--- Records to process ---

PR #353, opened 2016-05-25
Implementation and fixes for some vFile commands

fjricci:


Sources/Host/POSIX/Platform.cpp
```diff
@@ -151,6 +151,16 @@ int Platform::OpenFile(std::string const &path, uint32_t flags, uint32_t mode) {
 
 bool Platform::CloseFile(int fd) { return (::close(fd) == 0); }
 
+ssize_t Platform::FileRead(int fd, std::string &buf, size_t count, size_t offset) {
+  buf.resize(count);
+
+  ssize_t nread = ::pread(fd, &buf[0], count, offset);
```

---

What to do
If a line contains the string "count", include it in the tally; report the final tally for the whole listing and nothing else.

Answer to the problem
3